Roger Marolt: Y the X-Games make me zzzz
Are the X Games good for Aspen’s reputation? Isn’t the traffic terrible? What about all the thugs in town? Do the cheapskates spend any money? What kind of message are we sending to _____?
Every question about the Games is loaded. Maybe its the coffee shop crowds antsy over another busy weekend. Attitudes get amplitude when locals get foamy and caffeinated. In the old days, before cappuccinos and lattes, they might have slugged down bullet coffee — laced with butter instead of whipped cream, or something like that. Supposedly it was a cure for constipation. I wonder if Aspenites were mellower then.
People ask what I think about the X Games. The truth is I don’t think too much about them. I don’t mean that diminutively. I don’t think about what’s going on at Buttermilk, pretty much ever. Town is busier, yes, but that ebb and flow of tourismic indulgence follows the moon phases through all seasons anymore. Be it Food & Wine, JAS, the world snow polo championships (my favorite), the Fourth of July, or et cetera, a special event by any name is still just another weekend in Aspen.
I’ve already seen the most exciting thing I will see this weekend. Main Street was as slippery as a developer talking City Council into plowing some required offsets he’s required to pay right back into his own project, for the benefit of us, of course.
At any rate, this woman walked up and pressed the button for the pedestrian crosswalk signal and then didn’t break stride from sidewalk into the intersection. She never looked. The car next to me, doing about 15 miles per hour due to the treacherous conditions, hit the brakes and went sideways through said intersection. His bumper missed hers by a foot. No sooner had I caught my breath when I saw the car was still in danger of crashing into the street light. It stopped inches short.
The driver was as pale as last night’s last oyster left out on a folding table in the back of the VIP tent.
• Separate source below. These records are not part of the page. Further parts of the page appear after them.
PR #628, opened 2024-11-15
neovim: fix SignColumn transparency

### LINKED ISSUE #599: [BUG] SignColumn not transparent
The sign column is no longer transparent after update.
Even with stylix.targets.nixvim.transparentBackground.signColumn = true

My full configuration can be found at https://github.com/anotherhadi/nixy, related files are `/themes/stylix/nixy.nix` and `/home/programs/nvim`

soulsoiledit:
Closes #599 .

This does not fully resolve the issue with SignColumn being not transparent, as that behavior is dependent on the option `cursorline`, as they change the highlight groups used for the sign column. In addition, `LineNr` is also not transparent and is dependent on both `cursorline` and `relativenumber`. I think these issues are to be best resolved later on by #249 by relying on the respective vim highlight groups.

Regardless, this change does fix SignColumn when neither of those options are set.

### DIFF
--- a/modules/neovim/hm.nix
+++ b/modules/neovim/hm.nix
@@ -18,38 +18,7 @@
     programs.neovim =
       let
         cfg = config.stylix.targets.neovim;
-      in
-      {
-        plugins = [
-          (lib.mkIf (cfg.plugin == "base16-nvim") {
-            plugin = pkgs.vimPlugins.base16-nvim;
-            type = "lua";
-            config = with config.lib.stylix.colors.withHashtag; ''
-              require('base16-colorscheme').setup({
-                base00 = '${base00}', base01 = '${base01}', base02 = '${base02}', base03 = '${base03}',
-                base04 = '${base04}', base05 = '${base05}', base06 = '${base06}', base07 = '${base07}',
-                base08 = '${base08}', base09 = '${base09}', base0A = '${base0A}', base0B = '${base0B}',
-                base0C = '${base0C}', base0D = '${base0D}', base0E = '${base0E}', base0F = '${base0F}'
-              })
-            '';
-          })
-          (lib.mkIf (cfg.plugin == "mini.base16") {
-            plugin = pkgs.vimPlugins.mini-nvim;
-            type = "lua";
-            config = with config.lib.stylix.colors.withHashtag; ''
-              require('mini.base16').setup({
-                palette = {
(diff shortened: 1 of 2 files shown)


trueNAHO (approved):
I verified that this PR builds in all cases:

```
```

However, since my setup causes weird colors (regardless of this PR) when enabling these options, I am unsure how valuable my testing is.

@anotherhadi, can you verify and approve whether this PR closes your issue https://github.com/danth/stylix/issues/599?

anotherhadi:
> @anotherhadi, can you verify and approve whether this PR closes your issue #599?

It does not, however I didn't enabled cursorline.

> In addition, LineNr is also not transparent and is dependent on both cursorline and relativenumber.

soulsoiledit:
I did not change anything involving LineNr currently, so that makes sense. Is SignColumn itself transparent though?

soulsoiledit:
That's quite strange, these are my results with mini and base16.

image

image

soulsoiledit:
I added the correct placement for the highlights for Neovim. After testing the changes with vim `:sign` on the configuration provided, transparency seems to work across both Neovim/Nixvim and either colorscheme plugin. It would be helpful for another look at this, as I'm not sure why the Nixvim-only changes did not work for @anotherhadi.

Neovim configuration:
```nix
programs.neovim = {
  enable = true;
  extraConfig = "set signcolumn=yes number relativenumber nocursorline";
};

stylix.targets.neovim = {
  enable = true;
  # plugin = "mini.base16";
  # plugin = "base16-nvim";
  transparentBackground = {
    main = true;
    signColumn = true;
  };
};
```

Nixvim configuration:
```nix
programs.nixvim = {
  enable = true;
  opts = {
    signcolumn = "yes";
    number = true;
    relativenumber = true;
    cursorline = false;
  };
};

stylix.targets.nixvim = {
  enable = true;
  # plugin = "mini.base16";
  plugin = "base16-nvim";
  transparentBackground = {
    main = true;
    signColumn = true;
  };
};
```

Terminal:
```nix
programs.foot.settings.colors.alpha = 0.75;
```

soulsoiledit:
If that is gitsigns, it looks correct.

trueNAHO (approved):
> If that is gitsigns, it looks correct.

Let's wait on @anotherhadi's reply before merging this.

anotherhadi:
Works now, ty!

The woman continued baby-stepping, concentrating on her balance. She had no idea she could be dead, but then, I suppose, none of us do either.
I could blame that incident on the X Games (because some would), but it made flying off the money-booter look dull by comparison. Not even the creators of ESPN’s made-for-TV event could come up with anything as extreme as skating, eyes-down, across Main Street in fashionable footwear at rush hour.
I used to pay more attention to the X Games. Learning about them wasn’t enough to hold my attention. I can’t keep track of the rotations on the jumps when replayed in super slow-motion with the announcer counting them for me. It’s easier to watch “The Voice” while reading a magazine.
I like the buzz of X Games, though. Walking through town in the early evening after skiing and before the marquee events begin, you think they are going to hand out a prize for the coolest person. It doesn’t matter if you are fan or foe of the Games, everyone knows more about it than anyone else and is dressed appropriately to prove it. It’s like one and all are vying to kiss this gigantic invisible ESPN butt that nobody has ever even seen and there isn’t a drink coupon, much less a foam Taco Bell hat, at stake.
Are the X Games good for Aspen? It depends.
To me, it seems the constitution of the Games contradicts our sacred mind, body and spirit philosophy. Even the athletic events appear to be harder on the body than they are healthy. And by that I only mean you have a pretty good chance of breaking body parts in the competitions. Mix some snowmobile fumes into the weed-smoke thunderhead above the crowd and breathe the mixture in deeply with your belly full of schnapps, and you’ve pretty much lost the case for civilized man.
On the other hand, we get some publicity out of it and it probably leads some young people to get hooked on Aspen, and we certainly need to get some of them to replace those of us who are aging out of it faster than we think or admit. I haven’t heard of any better vision for our future, so one that wriggles in the hands is worth two in the think tank.
What it comes down to, though, is that for four days in the dead of winter, our town is full of people having fun. If we complain too loudly about that, it might be better to wade in than fly off the handle.